Thanks for all the info


----------



## deborita3 (Oct 27, 2018)

VirginiaIron said:


> View attachment 231876
> 
> If you have the ACT, you want to close the rod on the right (start control) at 5 to 15 minutes and the center one will regulate the heat according to quality of wood/draft, and circumstances.
> 
> ...



You push the center one in for fully open correct?


----------



## VirginiaIron (Oct 27, 2018)

deborita3 said:


> It is a Pre ACC. It has a blower on it that you control manually.
> I thought the quadra was suppose to give off good heat.


I was impressed with the free standing unit and as far as efficiency or lack of creosote they both were fantastic. 
I hear some on here rave about their inserts. The 3100i ACT was the only insert I ever used and we weren't satisfied. The guy who uses our old insert now loves it. I guess our houses have very different needs.
I see the heat output of inserts as obstructed by the exterior trim and not as free flowing as a free standing unit.
With quality wood and a good draft that stove will crank some heat but you need to keep feeding it since the Fire box is under 2cubic feet. That is why we ended up using it on the weekends because during the week our schedules would not permit keeping it stoked and after it cooled, even though there were coals inside, it took too long to heat the space again.
Get some dry wood and give it a whirl.


----------



## VirginiaIron (Oct 27, 2018)

deborita3 said:


> You push the center one in for fully open correct?


**Yes, I'm sorry push in. I got confused with my present stove.**
If you have the ACT, follow those directions for start up an running.


----------



## Dix (Oct 27, 2018)

deborita3 said:


> I have the air open on startup. I was wondering after you close the primary control, where should you keep the secondary which controls the heat. I don't want to burn the logs too quickly bit want to maintain enough heat. My magnetic thermometer is reading a little over 300. How high of a temp do you get on your stove?
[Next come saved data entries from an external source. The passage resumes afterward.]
PR #888, opened 2019-06-19
Added info about bubbles param in events method

ftaiolivista:


jvanbruegge:
Can you edit the markdown source and not the HTML? Else it will be erased on the next push

ftaiolivista:
> Can you edit the markdown source and not the HTML? Else it will be erased on the next push

In what folder I can find the MD src?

The PE Cruises at 600 F, the 13 also.


----------



## begreen (Oct 27, 2018)

deborita3 said:


> I will try that tomorrow. Burning ok now. I think like someone said because there are different wood I think some may be dry and others not dry enough
> 
> 
> 
> ...


I think this stove has a convection deck lid. (VirginiaIron please verify) If so, the temperature in that location is not going to be lower than the actual stove top temp. Try moving the thermometer to the front face of the stove above either door corner and see what it reads.


----------



## VirginiaIron (Oct 27, 2018)

begreen said:


> I think this stove has a convection deck lid. (VirginiaIron please verify) If so, the temperature in that location is not going to be lower than the actual stove top temp. Try moving the thermometer to the front face of the stove above either door corner and see what it reads.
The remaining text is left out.